Nor are the ambitions of the government limited to personnel changes. Prior to the formation of the renewed Orange coalition government at the end of 2007, high-ranking insiders within the Tymoshenko camp often spoke about their plans to introduce institutional reforms that will create the basis for a strong state for years to come. However, while such sentiments are certainly admirable, it would seem rather obvious that Ukraine’s parliament, which is by definition the central institution in any functioning democracy, remains very much out of the reformist loop.
A national embarrassment
Fights and mass blockades of the podium are such everyday features of Ukrainian parliamentary life that few viewers pay attention any longer to the regular scenes of scuffling and shoving in the nation’s legislature which appear so often on the evening news. After years of this prepubescent misbehaviour, it is actually hard to imagine what rowdy deputies would need to do in order to recapture the public’s attention.
The on-going debacle of Ukraine’s parliament is not only a source of national shame, but also a black mark against the country in the eyes of watching EU observers, reflecting as it does a worrying level of political immaturity that makes a mockery of Kyiv’s claims to a decisive democratic breakthrough.

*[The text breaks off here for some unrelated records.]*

PR #2630, opened 2022-01-14
Overview skill hooks breaking change + improve tooltips

nickofolas:
### Tooltips
Skill stat tooltips are now attached to the skill text instead of the progress bar, making it easier to hover over them, and also allowing them to be used when progress bars are disabled.

<table>
    <th>Before</th>
    <th>After</th>
    <tr>
      <td>
      </td>
      <td>
      </td>
    </tr>
  </table>

### Skill Overview Hooks (Breaking-ish Change)
Reworked the skill hooks system somewhat extensively, adding 2 separate hooks per skill (`overview-{skill}-hook-0` and `overview-{skill}-hook-1`). **This change in hook ID naming is the breaking change.**

This new system allows for hooks to be implemented in a way similar to the pre-existing extra hooks. Rather than only having one cell available, hooks can now be made in 2 cells, as shown in the image below.

<table>
  <th>Before</th>
  <th>After</th>
  <tr>
    <td>
    </td>
    <td>
    </td>
  </tr>
</table>

### DIFF
--- a/src/ui/React/CharacterOverview.tsx
+++ b/src/ui/React/CharacterOverview.tsx
@@ -26,6 +26,7 @@ import { BitNodeMultipliers } from "../../BitNode/BitNodeMultipliers";
 
 import { Box, Tooltip } from "@mui/material";
 import { CONSTANTS } from "../../Constants";
+import { ISkillProgress } from "src/PersonObjects/formulas/skill";
 
 interface IProps {
   save: () => void;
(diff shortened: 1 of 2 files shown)


phyzical:
had a quick scan looks good 👍

granted ive never used these hooks before, i assume its more of a developer breaking change?

nickofolas:
yeah it's not a hugely noticeable break outside of a (presumably) smaller group of people who use the current hooks implementation

but for those affected, it's an easy fix and allows more flexibility

alainbryden:
I'm pretty sensitive to backwards incompatibilities. I think you could introduce the new hooks without breaking the two existing hooks. These were deliberately added to the DOM for players, so they are (almost) as important to maintain backwards-compatilibity with as any of the API functions would be.

phyzical:
yeah i agree with @alainbryden comment, would maybe leaving the original hook name the same instead of adding `-1` work?

nickofolas:
I think that, at least for now, I'll close this PR, and when PRs are less clogged up, come up with a better implementation.

phyzical:
nah leave it open :) maybe mark it as Feature so itll be ignored in the first round of fixes

Issue #2637, opened 2022-01-15
Cannot save scripts anymore in dev


deathly809:
Apparently, this does not have a main function?  Trying to figure out what is going on.

```ts
/** @param {NS} ns **/
export async function main(ns) {
	ns.print(ns.getWeakenTime('n00dles'));
}
```

![image](https://user-images.githubusercontent.com/1381210/149603392-afe42572-c41c-4df3-848c-722c7990d858.png)

deathly809:
I think I know what is wrong.  Someone made a typo and did not test their PR.

deathly809:
@hydroflame  - Please review this PR

https://github.com/danielyxie/bitburner/pull/2638

PR #2638, opened 2022-01-15
When saving we were not saving the script content

deathly809:
# Documentation

# Bug fix

In a previous PR when formatting code to remove whitespace they developer did not reference the function parameter but rather the script parameter code.  This means that the file was never saved.

- Include how it was tested
Referenced correct parameter, saved a script and executed it.

image 

I added a test as well,

image

Issue: #2637

### DIFF
--- a/src/Script/Script.ts
+++ b/src/Script/Script.ts
@@ -118,7 +118,7 @@ export class Script {
    */
   saveScript(player: IPlayer, filename: string, code: string, hostname: string, otherScripts: Script[]): void {
     // Update code and filename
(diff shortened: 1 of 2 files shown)


deathly809:
@MartinFournier  - You seemed to have introduced a bug, can you please review this PR.  #2623

MartinFournier:
> @MartinFournier - You seemed to have introduced a bug, can you please review this PR. This is the breaking PR #2623

Damn, sorry about that and thanks for the fix!

Issue #2602, opened 2022-01-13
Doc update: function `getWeakenTime` does not accept optional params


fmmatheus:
### Issue

According to `getWeakenTime` docs:

> Returns the amount of time in milliseconds it takes to execute the weaken Netscript function on the target server. **_The function takes in an optional hackLvl parameter that can be specified to see what the weaken time would be at different hacking levels._** The required time is increased by the security level of the target server and decreased by the player's hacking level.

The function actually does not accept optional params, according to it's signature:

```js
getWeakenTime(host: string): number;
```

### Proposal

1. Add the optional param and re-write the function to calculate the weaken time in different hack levels
2. Update `docs` and remove the part where it mentions the optional param

deathly809:
I totally misread this lol.  I will do a follow-up PR tomorrow to make the hackLvl optional (I actually don't think it even takes a hackLvl at all).

deathly809:
@fmmatheus It looks like it could be annoying to do this.  Right now the code is using player object to get the players hacking time.  There is a formula that uses multiple values from the player.

```
player.hacking
player.hacking_speed_mult 
player.intelligence
```

If we did allow a way to override the hacking level it would have to assume that all other values are constant, which might not be true.

```ts
export function calculateHackingTime(server: Server, player: IPlayer): number {
  const difficultyMult = server.requiredHackingSkill * server.hackDifficulty;

  const baseDiff = 500;
  const baseSkill = 50;
  const diffFactor = 2.5;
  let skillFactor = diffFactor * difficultyMult + baseDiff;
  // tslint:disable-next-line
  skillFactor /= player.hacking + baseSkill;

  const hackTimeMultiplier = 5;
  const hackingTime =
    (hackTimeMultiplier * skillFactor) /
    (player.hacking_speed_mult * calculateIntelligenceBonus(player.intelligence, 1));

  return hackingTime;
}
```

fmmatheus:
@deathly809 I think the code should keep using the `player` object. I mean, `hacking_speed_mult` and `intelligence` values won't change for the current `run`. The third optional argument for `calculateHackingTime` will receive the `hacking` skill to simulate the hacking time, otherwise will default to the player hacking skill. Wdyt?

phyzical:
how about keeping the player object but also accept a clone object "overrides" that contains all the important props so by default it uses the player i.e current context but also allows the user to whatever theory crafting they like.

(unless this was already addressed by something else)

PR #2640, opened 2022-01-15
GetWeakenTime should take optional hostname as docs suggest

deathly809:
Issues : #2602

# Documentation

# Bug fix

- Include how it was tested - **Manaully**

# With hostname

image

image

# Without hostname

image

image


fmmatheus:
If I understood `docs` correctly, the `hostname` is not an optional params, the `hackLvl` is the optional param.

> Returns the amount of time in milliseconds it takes to execute the weaken Netscript function on the target server. The function takes in an optional hackLvl parameter that can be specified to see what the weaken time would be at different hacking levels. The required time is increased by the security level of the target server and decreased by the player's hacking level.

deathly809:
@fmmatheus Looks like @hydroflame  thinks hostname is optional now LOL

PR #2641, opened 2022-01-15
Copy terminal command history into game save

MartinFournier:
## Copy terminal command history into game save

Copy the terminal commands into the player object so that they are saved between game reloads. Helpful while developing with hot-reload to not having to retype commands.

Adds a 'history' command to display history, and a 'history -c' command to clear it from both the current terminal & the player's save. I copied the `history` command (https://ss64.com/bash/history.html), but only implemented -c since the others seemed mostly useless.

Note that it is not cleared on BN prestige, but I believe that's fine like that since we still keep our scripts.

### Testing

Tested terminal history on game reloads, page changes, augmentation & BN prestige

### Screenshots

firefox_NtE11SVZaQ

firefox_w20ha64e40

firefox_UymZY134Kt

### DIFF
--- a/src/PersonObjects/IPlayer.ts
+++ b/src/PersonObjects/IPlayer.ts
@@ -72,6 +72,7 @@ export interface IPlayer {
   sourceFiles: IPlayerOwnedSourceFile[];
   exploits: Exploit[];
   achievements: PlayerAchievement[];
+  terminalCommandHistory: string[];
   lastUpdate: number;
   totalPlaytime: number;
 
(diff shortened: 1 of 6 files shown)


heap-underflow:
If/when this gets merged, if you're open to it, I'd like to add the `!<historyId>` command that lets you quickly re-run a history entry (couldn't find a great example resource, but [this one is okay](https://www.computerworld.com/article/2717119/linux-tip--using-an-exclamation-point-----to-reference-events.html)).  So instead of hitting up arrow twenty times, you can type `history` find the entry you want from the list, then type `!<someId>`

Larandar:
As a feature creep I will add to @heap-underflow comment with adding a `CTRL+r` shortcut for fuzzy search in the history. But it might better fit in a "Terminal Enhancement" milestone with a `fish/zsh` or `fzf` style autocomplete selector

PR #2642, opened 2022-01-15
CORPORATION: Add STORE amount variable in sell product/material actions

c-goldschmidt:
Add a feature i find annoying to be missing: retaining a certain (fixed) amount in store, either to sell later when the price is better or for materials that are used for boosting but also produced (i.e. AI Cores in software).

This adds a new variable "STORE" to the sell material and sell product dialogs which will sell all in store, it can then be used in formulas (i.e. `STORE-10` would sell all in store but keep 10/s).

Fly-by fixed the "price" and "quantity" being switched up in the error messages.

# Documentation

# Not a Bug Fix
image

### DIFF
--- a/src/Corporation/Industry.ts
+++ b/src/Corporation/Industry.ts
@@ -838,6 +838,7 @@ export class Industry implements IIndustry {
                   //Dynamically evaluated
                   let tmp = (mat.sllman[1] as string).replace(/MAX/g, (maxSell + "").toUpperCase());
                   tmp = tmp.replace(/PROD/g, mat.prd + "");
+                  tmp = tmp.replace(/STORE/g, (mat.qty / (CorporationConstants.SecsPerMarketCycle * marketCycles)) + "");
                   try {
                     sellAmt = eval(tmp);
                   } catch (e) {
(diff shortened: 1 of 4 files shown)


src/Corporation/Industry.ts
```diff
@@ -838,6 +838,7 @@ export class Industry implements IIndustry {
                   //Dynamically evaluated
                   let tmp = (mat.sllman[1] as string).replace(/MAX/g, (maxSell + "").toUpperCase());
                   tmp = tmp.replace(/PROD/g, mat.prd + "");
+                  tmp = tmp.replace(/STORE/g, (mat.qty / (CorporationConstants.SecsPerMarketCycle * marketCycles)) + "");
```
phyzical, line 841: is this bonus time safe too?

src/Corporation/Industry.ts
```diff
@@ -1199,6 +1199,7 @@ export class Industry implements IIndustry {
               //Sell amount is dynamically evaluated
               let tmp = product.sllman[city][1].replace(/MAX/g, (maxSell + "").toUpperCase());
               tmp = tmp.replace(/PROD/g, product.data[city][1]);
+              tmp = tmp.replace(/STORE/g, (product.data[city][0] / (CorporationConstants.SecsPerMarketCycle * marketCycles)) + '');
```
phyzical, line 1202: is this bonus time safe too?

hydroflame:
PR made before mega fmt

src/Corporation/Industry.ts
c-goldschmidt: doesn't bonus time just reduce the time between market cycles? tbh, the code here is pretty hard to read.

phyzical: yeah tbh i have no idea, theres a reason this code causes so many bugs ;D

PR #2648, opened 2022-01-15
Add function signature for scp(files, destination)

SlyCedix:
adds
```ts
  scp(files: string | string[], destination: string): Promise<boolean>;
```
to NetscriptDefinitions.d.ts for calling scp with source omitted


SlyCedix:
Oof CI didn't like this, will have to look around a bit

hydroflame:
Yeah so the game won't compile interface with overloaded definitions.

PR #2653, opened 2022-01-16
Refactor `for ... in` loops

### LINKED ISSUE #2647: Messing with Array.prototype causes City to not render
1. Run this (minimal) script
```ts
Array.prototype.WHATEVER = function (element) {
    this.indexOf;
};

export const main = async (ns) => { ns.tprint('done') };
```

The function added to Array.prototype can be called anything however it cannot be an anonymous (arrow) function.
Inside the funciton `this.indexOf` must be referred to.
2. Click city, the game will crash.
3. Notice that the value on [this line](https://github.com/danielyxie/bitburner/blob/dev/src/Locations/ui/City.tsx#L134) will be `typeof props.city.asciiArt === 'string'` but the array returned by `split` will contain every line of the ASCII city, as expected, but also contains as last element the function we declared above.
4. Go "wtf" out loud.

nickofolas:
As discussed on Discord, this PR refactors all `for ... in` loops (save for a select few) to make use of `for ... of Object.keys()` instead. Additionally, in a few cases that used `for ... in` to iterate the items of an `Array`, I changed it to `for ... of Array`.

### Note
I have tested each variant of change I have made (that is, anything that is not just `for ... in` -> `Object.keys()`), and have tested the standard changes as well.

Having confirmed that all implementations work as expected, I believe that this PR causes no problems. If any are found, though, I would appreciate a callout!

Fixes #2647

### DIFF
--- a/src/Terminal/determineAllPossibilitiesForTabCompletion.ts
+++ b/src/Terminal/determineAllPossibilitiesForTabCompletion.ts
@@ -204,7 +204,7 @@ export async function determineAllPossibilitiesForTabCompletion(
 
   if (isCommand("buy")) {
     const options = [];
-    for (const i in DarkWebItems) {
+    for (const i of Object.keys(DarkWebItems)) {
       const item = DarkWebItems[i];
       options.push(item.program);
     }
--- a/src/Alias.ts
+++ b/src/Alias.ts
@@ -22,12 +22,12 @@ export function loadGlobalAliases(saveString: string): void {
 
 // Prints all aliases to terminal
 export function printAliases(): void {
-  for (const name in Aliases) {
+  for (const name of Object.keys(Aliases)) {
     if (Aliases.hasOwnProperty(name)) {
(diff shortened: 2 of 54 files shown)


src/Terminal/determineAllPossibilitiesForTabCompletion.ts
```diff
@@ -204,7 +204,7 @@ export async function determineAllPossibilitiesForTabCompletion(
 
   if (isCommand("buy")) {
     const options = [];
-    for (const i in DarkWebItems) {
+    for (const i of Object.keys(DarkWebItems)) {
```
paulcdejean, line 207: Good idea, but work left to be done.

For instance this should be:

```js
for (const item of DarkWebItems) {
  options.push(item.program)
}
```

nickofolas: `DarkWebItems` is not an array, rather a mapping, and cannot be iterated in that way. Save for a few instances, all changes are to iterations of map-like objects.

PR #526, opened 2018-05-06
Use orchard.query for apropos and tests

SevereOverfl0w:


src/cider/nrepl/middleware/util/nrepl.clj
```diff
@@ -19,3 +19,41 @@
                              :status :notification
                              :msg notification
                              (when type [:type type])))))
+
+(defn- update-some
```
bbatsov: I think you meant to put all of those in some of the other util namespaces. Those here are special middleware utils that result in sending messages to the clients.

src/cider/nrepl/middleware/apropos.clj
```diff
@@ -2,12 +2,36 @@
...
 
 ;;; ## Middleware
 
 (defn apropos [msg]
-  {:apropos-matches (apropos/find-symbols msg)})
+  {:apropos-matches
+   (apropos/find-symbols
+    (cond-> msg
+
+      (:privates? msg)
```
bbatsov: You might want to add some notes about compatibility code that will be removed down the road. Otherwise we'll likely forget to do this. :-)

src/cider/nrepl/middleware/util/nrepl.clj
SevereOverfl0w: I've added a util.coerce namespace for this. The `transform-value` stuff got moved into orchard, and I think it should be moved back eventually, perhaps even for this purpose.

bbatsov: Yeah, probably. I think it doesn't make much sense outside its usage with nREPL.

CHANGELOG.md
```diff
@@ -6,9 +6,13 @@
 
 * Extracted part of the nREPL-agnostic functionality to `orchard`.
 * Added a profiling middleware.
+* Support for orchard var-query in apropos
+* Support for orchard var-query in test
```
bbatsov: I guess here it should also be mentioned the new op `test-var-query`. We also list those in the README.

src/cider/nrepl/middleware/test.clj
```diff
@@ -300,29 +272,42 @@
...
-      (let [nss {ns (map u/as-sym tests)}
-            report (test-nss nss include exclude)]
+(defn handle-test-var-query-op
+  [{:keys [var-query transport] :as msg}]
+  (with-interruptible-eval
+    msg
+    (try
+      (let [report (test-var-query
+                    (-> var-query
+                         ;; TODO: Should this be done, or should the client specify it?
```
SevereOverfl0w: @bbatsov is this TODO a yes or no? Happy to remove it / act upon it.

bbatsov: Why would the client want to run tests in a ns without tests?

SevereOverfl0w: I don't think it would make sense to, but it wouldn't cause errors either. I can't see any harm in this right now. I shall remove the TODO.

PR #528, opened 2018-05-07
Accept non-namespaced tests in backwards compat

SevereOverfl0w:
This is the original API before the API was deprecated.


SevereOverfl0w:
I have no idea what codecov/patch is. I'm guessing it's because I haven't tested my changes.

SevereOverfl0w:
Added a regression test to cover the test op for this kind of usage too.

PR #535, opened 2018-07-01
Check for cemerick/piggieback and fall back to cider/piggieback

dpsutton:
CIDER injects cider/piggieback automatically now while some users are
still on cemerick/piggieback. The result is that this will always
return true since cider/piggieback is on the classpath.

Notably, shadow-cljs fakes a cemerick/piggieback and places the
compiler environment there for cider-nrepl. But we see the injected
cider/piggieback and so look for the cljs compiler environment there
rather than in cemerick.

see https://github.com/clojure-emacs/cider/issues/2305

### DIFF
--- a/src/cider/nrepl/middleware/util/cljs.clj
+++ b/src/cider/nrepl/middleware/util/cljs.clj
@@ -41,9 +41,9 @@
   "Returns the path in the session map for the ClojureScript compiler
   environment used by piggieback."
   []
-  [(if cider-piggieback?
-     (resolve 'cider.piggieback/*cljs-compiler-env*)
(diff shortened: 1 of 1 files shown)


bbatsov:
I'll merge this, but @thheller should change it soon, as once I switch the middlewares to target the new nREPL server `cemerick/piggieback` will no longer work at all, and leaving this check would make things confusing, as no one would imagine it's here for `shadow-cljs`'s sake.

thheller:
Sorry about that. Totally forgot about this. Just pushed `shadow-cljs@2.4.19` which should properly support both or either namespace.

bbatsov:
Thanks for tackling this!

PR #539, opened 2018-07-11
Actually fix #537

### LINKED ISSUE #537: latest 0.18.0-SNAPSHOT broken:  No matching ctor found for class java.net.InetSocketAddress

hagmonk:
My fix yesterday was not properly tested - I started nREPL from the command line, but I didn't attempt to exercise it with messages. As a result, I missed the fact I was setting passing the middleware as the handler, which kept things just as broken.

This PR contains a fix for that problem, plus a new test ns `cider.nrepl.main-test` that exercises the `start-nrepl` function by passing it a variety of valid and invalid option maps. The tests go as far as checking that two `:op "clone"` messages can be exchanged before declaring success.

On my local machine I saw a test failure in a totally unrelated part of the code, `test-sum-types-is-base64`, which I'm assuming is an artifact of my local environment and not something that will come up in the PR tests.

### DIFF
--- a/src/cider_nrepl/main.clj
+++ b/src/cider_nrepl/main.clj
@@ -56,7 +56,7 @@
 
         {:keys [server-socket port] :as server}
         (nrepl.server/start-server :handler handler
-                                   :bind (or bind "::")
+                                   :bind (or bind "localhost")
                                    :port (or port 0))
 
         bind
--- a/src/cider_nrepl/main.clj
+++ b/src/cider_nrepl/main.clj
@@ -53,7 +53,7 @@
   [{:keys [bind port] :as opts}]
   (let [handler
         (build-handler opts)
-        
+
         {:keys [server-socket port] :as server}
         (nrepl.server/start-server :handler handler
                                    :bind (or bind "::")
--- a/src/cider_nrepl/main.clj
+++ b/src/cider_nrepl/main.clj
@@ -29,11 +29,8 @@
   (into [] mw-xf middleware-var-strs))
 
 (defn- build-handler
-  [{:keys [handler middleware]}]
-  (let [handler (or handler nrepl.server/default-handler)]
-    (if middleware
-      (apply handler (->mw-list middleware))
-      (handler))))
+  [middleware]
+  (apply nrepl.server/default-handler (->mw-list middleware)))
 
 (defn start-nrepl
   "Starts a socket-based nREPL server. Accepts a map with the following keys:
@@ -50,9 +47,11 @@
      representing middleware you wish to mix in to the nREPL handler. Vars can
      resolve to a sequence of vars, in which case they'll be flattened into the
      list of middleware."
-  [{:keys [bind port] :as opts}]
+  [{:keys [handler middleware bind port] :as opts}]
   (let [handler
-        (build-handler opts)
+        (if handler
+          (handler)
+          (build-handler middleware))
 
         {:keys [server-socket port] :as server}
         (nrepl.server/start-server :handler handler
--- a/src/cider_nrepl/main.clj
+++ b/src/cider_nrepl/main.clj
@@ -28,17 +28,36 @@
   [middleware-var-strs]
   (into [] mw-xf middleware-var-strs))
 
+(defn- build-handler
+  [{:keys [handler middleware]}]
+  (let [handler (or handler nrepl.server/default-handler)]
+    (if middleware
+      (apply handler (->mw-list middleware))
+      (handler))))
+
 (defn start-nrepl
-  [opts]
-  (let [{:keys [handler middleware bind port] :or {port 0 bind "::"}} opts
+  "Starts a socket-based nREPL server. Accepts a map with the following keys:
+ 
+   * :port — defaults to 0, which autoselects an open port
 
-        handler (cond-> (or handler nrepl.server/default-handler)
-                  middleware (apply (->mw-list middleware)))
+   * :bind — bind address, by default \"::\" (falling back to \"localhost\" if
+     \"::\" isn't resolved by the underlying network stack)
 
+   * :handler — the nREPL message handler to use for each incoming connection;
+     defaults to the result of `(nrepl.server/default-handler)`
+
+   * :middleware - a sequence of vars or string which can be resolved to vars,
+     representing middleware you wish to mix in to the nREPL handler. Vars can
+     resolve to a sequence of vars, in which case they'll be flattened into the
+     list of middleware."
+  [{:keys [bind port] :as opts}]
+  (let [handler
+        (build-handler opts)
+        
         {:keys [server-socket port] :as server}
         (nrepl.server/start-server :handler handler
-                                   :bind bind
-                                   :port port)
+                                   :bind (or bind "::")
+                                   :port (or port 0))
 
         bind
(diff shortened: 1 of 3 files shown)


test/clj/cider/nrepl/main_test.clj
```diff
@@ -0,0 +1,43 @@
+(ns cider.nrepl.main-test
+  (:require [cider.nrepl :refer [wrap-debug cider-middleware]]
+            [cider-nrepl.main :as m]
+            [clojure.test :refer :all]
+            [clojure.tools.nrepl :as nrepl]
+            [clojure.tools.nrepl.server :as nrepl.server]
+            [clojure.tools.nrepl.transport :as transport]))
+
+(defn start-stop-nrepl-session [opts]
```
bbatsov: I don't see where you stop the server in each test.

src/cider_nrepl/main.clj
```diff
@@ -28,17 +28,36 @@
   [middleware-var-strs]
   (into [] mw-xf middleware-var-strs))
 
+(defn- build-handler
```
bbatsov: I think that build handler should just take a list of middlewares and be invoked only if a handler wasn't passed to `start-nrepl`.

src/cider_nrepl/main.clj
```diff
@@ -28,17 +28,36 @@
...
 
-        handler (cond-> (or handler nrepl.server/default-handler)
-                  middleware (apply (->mw-list middleware)))
+   * :middleware - a sequence of vars or string which can be resolved to vars,
+     representing middleware you wish to mix in to the nREPL handler. Vars can
+     resolve to a sequence of vars, in which case they'll be flattened into the
+     list of middleware."
+  [{:keys [bind port] :as opts}]
+  (let [handler
+        (build-handler opts)
```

Democratic traditions reloaded
The first major success of the new government, which saw Tymoshenko elected as Prime Minister in mid December via a show of hands, was itself an example of democracy broken down into its most basic component parts. The spectacle made for great theatre and also suggested that the new government would be attempting to rebuild parliament’s democratic credentials from the very foundations. This is something that Tymoshenko’s administration can now focus on.
One obvious target would be the still rampant practice of absentee voting, which sees deputies in the session hall routinely using their absent colleagues’ electronic cards to register votes on their behalf. In a country which has fought so long and hard against the practice of electoral fraud this would seem to be particularly inappropriate behaviour, and yet it remains standard practice in parliament, with members across the political divide guilty of indulging each other.
Until some sort of decorum is established in the work of the Ukrainian parliament, all the democratic gains made elsewhere in society will be effectively undermined. As the Tymoshenko government refines its reform programme, they would do well to bear this in mind. No doubt opponents would label any attack on deputy freedoms as yet another populist move, but getting Ukraine’s MPs to behave would represent a historic and much-needed breakthrough for the country.